# TASK GOAL
Return the data below in full. Keep each character unchanged.

# TASK INPUT
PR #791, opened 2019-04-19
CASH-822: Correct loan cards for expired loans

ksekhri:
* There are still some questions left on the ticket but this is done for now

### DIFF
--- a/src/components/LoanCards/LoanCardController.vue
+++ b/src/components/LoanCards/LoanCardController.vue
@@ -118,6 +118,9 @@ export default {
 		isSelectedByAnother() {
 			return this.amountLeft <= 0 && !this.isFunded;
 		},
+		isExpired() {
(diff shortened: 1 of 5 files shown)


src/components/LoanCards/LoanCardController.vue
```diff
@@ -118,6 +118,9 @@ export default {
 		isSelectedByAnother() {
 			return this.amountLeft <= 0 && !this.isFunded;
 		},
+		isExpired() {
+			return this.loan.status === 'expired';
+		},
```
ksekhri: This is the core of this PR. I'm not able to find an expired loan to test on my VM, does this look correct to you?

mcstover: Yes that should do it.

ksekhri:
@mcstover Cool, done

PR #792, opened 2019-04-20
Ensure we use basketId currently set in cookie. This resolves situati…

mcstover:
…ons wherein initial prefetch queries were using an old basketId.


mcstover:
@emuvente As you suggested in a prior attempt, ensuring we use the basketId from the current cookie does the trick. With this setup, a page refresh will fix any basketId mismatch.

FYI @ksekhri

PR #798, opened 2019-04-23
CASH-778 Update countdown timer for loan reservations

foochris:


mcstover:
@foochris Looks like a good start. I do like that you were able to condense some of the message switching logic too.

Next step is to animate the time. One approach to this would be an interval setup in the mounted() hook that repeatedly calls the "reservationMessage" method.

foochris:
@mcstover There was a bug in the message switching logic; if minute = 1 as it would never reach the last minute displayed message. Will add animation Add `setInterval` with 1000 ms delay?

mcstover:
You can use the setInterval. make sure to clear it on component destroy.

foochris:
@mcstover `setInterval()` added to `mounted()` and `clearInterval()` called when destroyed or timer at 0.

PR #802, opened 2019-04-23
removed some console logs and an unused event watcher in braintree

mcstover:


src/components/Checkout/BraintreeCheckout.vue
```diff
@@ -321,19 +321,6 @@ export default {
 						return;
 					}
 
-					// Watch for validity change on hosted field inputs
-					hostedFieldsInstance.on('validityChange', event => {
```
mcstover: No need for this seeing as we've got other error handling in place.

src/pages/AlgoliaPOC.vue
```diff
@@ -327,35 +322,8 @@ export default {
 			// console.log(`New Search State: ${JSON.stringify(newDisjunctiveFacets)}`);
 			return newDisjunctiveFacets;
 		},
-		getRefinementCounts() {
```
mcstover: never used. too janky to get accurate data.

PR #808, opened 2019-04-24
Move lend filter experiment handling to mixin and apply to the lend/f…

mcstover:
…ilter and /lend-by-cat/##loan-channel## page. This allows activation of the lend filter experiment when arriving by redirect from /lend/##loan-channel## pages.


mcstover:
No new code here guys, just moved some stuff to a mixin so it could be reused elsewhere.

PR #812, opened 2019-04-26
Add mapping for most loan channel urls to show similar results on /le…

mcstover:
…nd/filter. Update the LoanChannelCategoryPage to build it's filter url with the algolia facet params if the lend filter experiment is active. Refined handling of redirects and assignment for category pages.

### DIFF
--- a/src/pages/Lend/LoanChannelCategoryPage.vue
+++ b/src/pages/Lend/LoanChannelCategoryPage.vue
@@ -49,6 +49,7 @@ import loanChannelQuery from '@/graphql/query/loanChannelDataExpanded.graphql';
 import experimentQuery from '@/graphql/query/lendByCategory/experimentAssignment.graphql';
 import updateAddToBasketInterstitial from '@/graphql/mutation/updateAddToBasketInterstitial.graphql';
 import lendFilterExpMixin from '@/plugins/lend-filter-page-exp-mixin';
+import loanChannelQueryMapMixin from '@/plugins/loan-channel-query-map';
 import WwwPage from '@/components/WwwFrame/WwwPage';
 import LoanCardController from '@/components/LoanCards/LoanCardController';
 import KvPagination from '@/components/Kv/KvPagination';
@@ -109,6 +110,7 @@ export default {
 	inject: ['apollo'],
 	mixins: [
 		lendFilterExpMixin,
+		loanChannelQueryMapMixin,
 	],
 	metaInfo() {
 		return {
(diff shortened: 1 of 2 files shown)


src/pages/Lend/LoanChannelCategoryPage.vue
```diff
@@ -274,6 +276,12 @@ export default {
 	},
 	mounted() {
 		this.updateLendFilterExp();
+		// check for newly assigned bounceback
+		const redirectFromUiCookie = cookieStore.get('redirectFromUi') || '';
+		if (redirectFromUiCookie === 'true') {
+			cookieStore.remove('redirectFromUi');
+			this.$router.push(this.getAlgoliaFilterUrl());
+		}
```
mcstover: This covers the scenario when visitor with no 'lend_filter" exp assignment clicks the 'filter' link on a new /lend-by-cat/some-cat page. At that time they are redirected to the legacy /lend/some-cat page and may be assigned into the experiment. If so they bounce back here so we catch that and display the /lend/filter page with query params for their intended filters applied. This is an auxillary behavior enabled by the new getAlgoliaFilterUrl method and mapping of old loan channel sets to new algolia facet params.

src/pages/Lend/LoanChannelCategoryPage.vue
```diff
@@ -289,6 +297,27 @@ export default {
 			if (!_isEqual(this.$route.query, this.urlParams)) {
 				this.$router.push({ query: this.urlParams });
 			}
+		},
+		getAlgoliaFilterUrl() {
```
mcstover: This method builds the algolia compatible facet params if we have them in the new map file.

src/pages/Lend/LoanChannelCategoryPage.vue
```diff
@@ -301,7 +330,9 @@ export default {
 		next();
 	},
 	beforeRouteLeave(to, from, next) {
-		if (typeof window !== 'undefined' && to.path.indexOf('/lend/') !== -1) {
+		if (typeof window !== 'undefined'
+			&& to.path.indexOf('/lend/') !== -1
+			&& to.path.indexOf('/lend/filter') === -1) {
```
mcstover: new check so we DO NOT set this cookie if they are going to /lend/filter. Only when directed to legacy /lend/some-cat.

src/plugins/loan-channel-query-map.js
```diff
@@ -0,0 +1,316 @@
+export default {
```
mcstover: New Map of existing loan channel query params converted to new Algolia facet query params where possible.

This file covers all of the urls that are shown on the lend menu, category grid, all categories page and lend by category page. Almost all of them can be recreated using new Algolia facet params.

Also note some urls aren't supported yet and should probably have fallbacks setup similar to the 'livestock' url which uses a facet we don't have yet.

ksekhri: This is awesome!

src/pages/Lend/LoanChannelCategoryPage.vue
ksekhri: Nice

# FINAL ANSWER
PR #791, opened 2019-04-19
CASH-822: Correct loan cards for expired loans

ksekhri:
* There are still some questions left on the ticket but this is done for now

### DIFF
--- a/src/components/LoanCards/LoanCardController.vue
+++ b/src/components/LoanCards/LoanCardController.vue
@@ -118,6 +118,9 @@ export default {
 		isSelectedByAnother() {
 			return this.amountLeft <= 0 && !this.isFunded;
 		},
+		isExpired() {
(diff shortened: 1 of 5 files shown)


src/components/LoanCards/LoanCardController.vue
```diff
@@ -118,6 +118,9 @@ export default {
 		isSelectedByAnother() {
 			return this.amountLeft <= 0 && !this.isFunded;
 		},
+		isExpired() {
+			return this.loan.status === 'expired';
+		},
```
ksekhri: This is the core of this PR. I'm not able to find an expired loan to test on my VM, does this look correct to you?

mcstover: Yes that should do it.

ksekhri:
@mcstover Cool, done

PR #792, opened 2019-04-20
Ensure we use basketId currently set in cookie. This resolves situati…

mcstover:
…ons wherein initial prefetch queries were using an old basketId.


mcstover:
@emuvente As you suggested in a prior attempt, ensuring we use the basketId from the current cookie does the trick. With this setup, a page refresh will fix any basketId mismatch.

FYI @ksekhri

PR #798, opened 2019-04-23
CASH-778 Update countdown timer for loan reservations

foochris:


mcstover:
@foochris Looks like a good start. I do like that you were able to condense some of the message switching logic too.

Next step is to animate the time. One approach to this would be an interval setup in the mounted() hook that repeatedly calls the "reservationMessage" method.

foochris:
@mcstover There was a bug in the message switching logic; if minute = 1 as it would never reach the last minute displayed message. Will add animation Add `setInterval` with 1000 ms delay?

mcstover:
You can use the setInterval. make sure to clear it on component destroy.

foochris:
@mcstover `setInterval()` added to `mounted()` and `clearInterval()` called when destroyed or timer at 0.

PR #802, opened 2019-04-23
removed some console logs and an unused event watcher in braintree

mcstover:


src/components/Checkout/BraintreeCheckout.vue
```diff
@@ -321,19 +321,6 @@ export default {
 						return;
 					}
 
-					// Watch for validity change on hosted field inputs
-					hostedFieldsInstance.on('validityChange', event => {
```
mcstover: No need for this seeing as we've got other error handling in place.

src/pages/AlgoliaPOC.vue
```diff
@@ -327,35 +322,8 @@ export default {
 			// console.log(`New Search State: ${JSON.stringify(newDisjunctiveFacets)}`);
 			return newDisjunctiveFacets;
 		},
-		getRefinementCounts() {
```
mcstover: never used. too janky to get accurate data.

PR #808, opened 2019-04-24
Move lend filter experiment handling to mixin and apply to the lend/f…

mcstover:
…ilter and /lend-by-cat/##loan-channel## page. This allows activation of the lend filter experiment when arriving by redirect from /lend/##loan-channel## pages.


mcstover:
No new code here guys, just moved some stuff to a mixin so it could be reused elsewhere.

PR #812, opened 2019-04-26
Add mapping for most loan channel urls to show similar results on /le…

mcstover:
…nd/filter. Update the LoanChannelCategoryPage to build it's filter url with the algolia facet params if the lend filter experiment is active. Refined handling of redirects and assignment for category pages.

### DIFF
--- a/src/pages/Lend/LoanChannelCategoryPage.vue
+++ b/src/pages/Lend/LoanChannelCategoryPage.vue
@@ -49,6 +49,7 @@ import loanChannelQuery from '@/graphql/query/loanChannelDataExpanded.graphql';
 import experimentQuery from '@/graphql/query/lendByCategory/experimentAssignment.graphql';
 import updateAddToBasketInterstitial from '@/graphql/mutation/updateAddToBasketInterstitial.graphql';
 import lendFilterExpMixin from '@/plugins/lend-filter-page-exp-mixin';
+import loanChannelQueryMapMixin from '@/plugins/loan-channel-query-map';
 import WwwPage from '@/components/WwwFrame/WwwPage';
 import LoanCardController from '@/components/LoanCards/LoanCardController';
 import KvPagination from '@/components/Kv/KvPagination';
@@ -109,6 +110,7 @@ export default {
 	inject: ['apollo'],
 	mixins: [
 		lendFilterExpMixin,
+		loanChannelQueryMapMixin,
 	],
 	metaInfo() {
 		return {
(diff shortened: 1 of 2 files shown)


src/pages/Lend/LoanChannelCategoryPage.vue
```diff
@@ -274,6 +276,12 @@ export default {
 	},
 	mounted() {
 		this.updateLendFilterExp();
+		// check for newly assigned bounceback
+		const redirectFromUiCookie = cookieStore.get('redirectFromUi') || '';
+		if (redirectFromUiCookie === 'true') {
+			cookieStore.remove('redirectFromUi');
+			this.$router.push(this.getAlgoliaFilterUrl());
+		}
```
mcstover: This covers the scenario when visitor with no 'lend_filter" exp assignment clicks the 'filter' link on a new /lend-by-cat/some-cat page. At that time they are redirected to the legacy /lend/some-cat page and may be assigned into the experiment. If so they bounce back here so we catch that and display the /lend/filter page with query params for their intended filters applied. This is an auxillary behavior enabled by the new getAlgoliaFilterUrl method and mapping of old loan channel sets to new algolia facet params.

src/pages/Lend/LoanChannelCategoryPage.vue
```diff
@@ -289,6 +297,27 @@ export default {
 			if (!_isEqual(this.$route.query, this.urlParams)) {
 				this.$router.push({ query: this.urlParams });
 			}
+		},
+		getAlgoliaFilterUrl() {
```
mcstover: This method builds the algolia compatible facet params if we have them in the new map file.

src/pages/Lend/LoanChannelCategoryPage.vue
```diff
@@ -301,7 +330,9 @@ export default {
 		next();
 	},
 	beforeRouteLeave(to, from, next) {
-		if (typeof window !== 'undefined' && to.path.indexOf('/lend/') !== -1) {
+		if (typeof window !== 'undefined'
+			&& to.path.indexOf('/lend/') !== -1
+			&& to.path.indexOf('/lend/filter') === -1) {
```
mcstover: new check so we DO NOT set this cookie if they are going to /lend/filter. Only when directed to legacy /lend/some-cat.

src/plugins/loan-channel-query-map.js
```diff
@@ -0,0 +1,316 @@
+export default {
```
mcstover: New Map of existing loan channel query params converted to new Algolia facet query params where possible.

This file covers all of the urls that are shown on the lend menu, category grid, all categories page and lend by category page. Almost all of them can be recreated using new Algolia facet params.

Also note some urls aren't supported yet and should probably have fallbacks setup similar to the 'livestock' url which uses a facet we don't have yet.

ksekhri: This is awesome!

src/pages/Lend/LoanChannelCategoryPage.vue
ksekhri: Nice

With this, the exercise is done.